The official example for using an SSH key in a .gitlab-ci.yml file is here:- https://gitlab.com/gitlab-examples/ssh-private-key/blob/master/.gitlab-ci.yml
The instructions are to ensure ssh-agent is installed, then to run
eval $(ssh-agent -s)
ssh-add <(echo "$SSH_PRIVATE_KEY")
The "Enter passphrase for /dev/fd/63" message occurred right after that last command. The message is cryptic, however the ssh-add command for some reason thinks it must ask for a passphrase. For example, is it an ssh key which requires a secondary password?
What we have to do is revisit the process of attaching an SSH key to a Gitlab CI configuration.
The first step is to generate an SSH key that you'll use for this Gitlab CI job. On your laptop you do have OpenSSH tools installed, and have access to the ssh-keygen command, right?
Simply run:
$ ssh-keygen -f ~/Downloads/hmp.key
Just hit return for all the prompts. Give whatever filename you wish - that was simply the one I used. It generates the private key in the named file, then generates a second file containing the public key. In my case that file name was /Users/david/Downloads/hmp.key.pub.

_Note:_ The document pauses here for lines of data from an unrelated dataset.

PR #1725, opened 2019-09-11
Moving d3d types

PatrickvL:
This is a follow-up on #1722 and moves a few types outside of the XTL namespace.

The past few years, way too many types have ended up being declared in the XTL namespace, which is wrong - only Xbox-specific types should be in this namespace.
This PR moves the pushbuffer, vertexbuffer and vertexshader types out of XTL, and fixes the implications for the code referencing those symbols.

Otherwise, there's no functional change in this PR.


src/core/hle/D3D8/XbPushBuffer.cpp
```diff
@@ -31,8 +31,11 @@
 
 #include "core\kernel\support\Emu.h"
 #include "core\kernel\support\EmuXTL.h"
-#include "XbD3D8Types.h" // For X_D3DFORMAT
+namespace XTL {
+	#include "core\hle\D3D8\XbD3D8Types.h" // For X_D3DFORMAT
```
RadWolfie: nit: Instead of risk re-introduce namespace hell in the future, nest entire `XbD3D8Types.h` and `XbD3D8Types.cpp` as XTL namespace which should had been done in the first place. Doing so will remove `EmuXTL.h`'s XTL hell conflict.

PatrickvL: There's no XbD3DTypes.cpp, but yes, this should really be addressed at some point. Right now, this wrapper was needed because XBD3DTypes.h is already included (in EmuXTL.h) in the XTL namespace too.
However, this PR is not about fixing XTL hell, but about moving types to a more appropriate place, where they belong.

RadWolfie: 👌

src/core/kernel/support/EmuXTL.h
```diff
@@ -32,10 +32,6 @@ namespace XTL
 {
     #include "core\hle\XAPI\Xapi.h"
     #include "core\hle\D3D8\Direct3D9/Direct3D9.h"
-    #include "core\hle\D3D8\XbConvert.h"
-    #include "core\hle\D3D8\XbVertexBuffer.h"
-    #include "core\hle\D3D8\XbPushBuffer.h"
-    #include "core\hle\D3D8\XbVertexShader.h"
```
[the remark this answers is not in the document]
PatrickvL: Yeah baby!

src/core/hle/D3D8/XbPushBuffer.cpp
```diff
@@ -492,7 +500,7 @@ extern void XTL::EmuExecutePushBufferRaw
 	uint32_t *dma_put; // pushbuffer current end address
 	uint32_t *dma_get; //pushbuffer current read address
 	struct {
-		NV2AMETHOD mthd; // Current method
+		XTL::NV2AMETHOD mthd; // Current method
```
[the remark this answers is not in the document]
PatrickvL: I'll correct this, thanks.

PatrickvL:
Ready for merge - anyone?

src/core/hle/D3D8/Direct3D9/Direct3D9.cpp
```diff
@@ -7564,7 +7570,7 @@ void XTL::CxbxDrawIndexed(CxbxDrawContext &DrawContext)
 
 			// Emulate a quad by drawing each as a fan of 2 triangles
 			HRESULT hRet = g_pD3DDevice->DrawIndexedPrimitive(
-				D3DPT_TRIANGLEFAN,
+				XTL::D3DPT_TRIANGLEFAN,
```
RadWolfie: Was this intended change? Since it's calling directly to the host's graphic driver.

src/core/hle/D3D8/Direct3D9/Direct3D9.cpp
```diff
@@ -7642,12 +7648,12 @@ void XTL::CxbxDrawPrimitiveUP(CxbxDrawContext &DrawContext)
 		INDEX16 HighIndex = (INDEX16)(DrawContext.dwVertexCount - 1);
 
 		HRESULT hRet = g_pD3DDevice->DrawIndexedPrimitiveUP(
-			D3DPT_TRIANGLELIST, // Draw indexed triangles instead of quads
+			XTL::D3DPT_TRIANGLELIST, // Draw indexed triangles instead of quads
```
RadWolfie: See comment above.

src/core/hle/D3D8/Direct3D9/Direct3D9.cpp
```diff
@@ -7642,12 +7648,12 @@ void XTL::CxbxDrawPrimitiveUP(CxbxDrawContext &DrawContext)
...
 
 		HRESULT hRet = g_pD3DDevice->DrawIndexedPrimitiveUP(
-			D3DPT_TRIANGLELIST, // Draw indexed triangles instead of quads
+			XTL::D3DPT_TRIANGLELIST, // Draw indexed triangles instead of quads
 			LowIndex, // MinVertexIndex
 			(HighIndex - LowIndex) + 1, // NumVertexIndices
 			PrimitiveCount,
 			pIndexData,
-			D3DFMT_INDEX16, // IndexDataFormat
+			XTL::D3DFMT_INDEX16, // IndexDataFormat
```
RadWolfie: See comment above.

src/core/hle/D3D8/Direct3D9/Direct3D9.cpp
PatrickvL: Each time a function is moved outside of the XTL namespace, it's arguments and implementation could still refer to symbols that reside in the XTL namespace.
Those symbols won't compile unless they get access to the XTL namespace, either through a prefix, or a mention of `using namespace XTL` in their scope.

Now, of course, ultimately non-Xbox symbol should all be moved outside the XTL namespace, but during this transition these intermediate bandaids are required to keep everything compiling successfully.

RadWolfie: Currently, CxbxDrawIndexed function is in XTL namespace. So are the other comments below.

So, using Windows' D3D8/9 header files aren't ideal to do so in XTL namespace. We should make a copy of our own since some may not match to xbox version. I had done similar method for Xbox's DirectSound in the past except it does not match Windows' DirectSound macros. I had to revert back to copy from Windows' DirectSound marcos with proper values. Including add values not listed in Windows' DirectSound.

It's the main reason I suggested to use XTL namespace inside `XbD3D8Types.h` file. 😛 Then Windows' D3D9 includes will not be in XTL namespace at all.

PatrickvL: Again, we all agree XTL namespace should be cleaned up thoroughly so that it solely contains Xbox symbols and nothing else.

However, reaching that end goal is a huge task.

This PR is a step in that direction, but I can't and don't want to do it all in one go.
Instead, I'm working towards it in manageable increments.

This approach makes it easier to review, reduces chance of failure and incrementally restores sanity in this mess sooner, rather than later.

RadWolfie: @PatrickvL replied:
> Since they're going to be removed anyway, is probably more efficient to merge it as-is and pick up the remainder in a enfollowing PR.

Also said XTL-hell fixup progress will be easier to remove XTL namespace from the function itself. Then again remove the XTL namespace from the nits I made.

PR #1728, opened 2019-09-14
Exclude PDO from input hack, fixes regression from hack being introduced

LukeUsher:
The input hack is required for many games to function (JSRF, Gunvalkyre, Lego, others), but it breaks Panzer Draggon Orta

This adds an exception to prevent the hack being applied for this game.

With this change, Panzer Dragoon Orta works again.


RadWolfie:
https://github.com/Cxbx-Reloaded/Cxbx-Reloaded/pull/1729 is most likely better replacement than include specific title to bypass the hack.

PR #1729, opened 2019-09-15
Fix Delay Input Hack

RadWolfie:
This resolve Panzer Dragoon ORTA title regression.

Titles tested with no regression:
- Lego Star Wars
- Jet Set Radio Future
- GunValkyrie
- Otogi

Also tested with at least 8 various titles with no regression.


PatrickvL:
Be aware that this is still (and also) a hack, regardless that it's less 'hacky' than the other PR

RadWolfie:
I got a report this pull request break the Transworld Surf intro.

LukeUsher:
> I got a report this pull request break the Transworld Surf intro.

This is why I decided to do an exclusiong for PDO. But we really need to test on real hardware to find out what is going wrong here

RadWolfie:
Closed for better solution by #1730 pull request.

It's important that this ssh key not have a passphrase associated with it. That's why it's important to just hit return for all the prompts. It's important that for this key, that SSH tools not prompt for a passphrase.
In Gitlab, go to the Variables section of the project configuration. Add a new Variable, named SSH_PRIVATE_KEY, whose contents is the text in the private key file just generated.
Then, on any server this Gitlab CI job needs to access, add the public key. For example, add it to ~/.ssh/authorized_keys on the server.
Once you've done these steps, the "ssh-add" shown above will execute properly.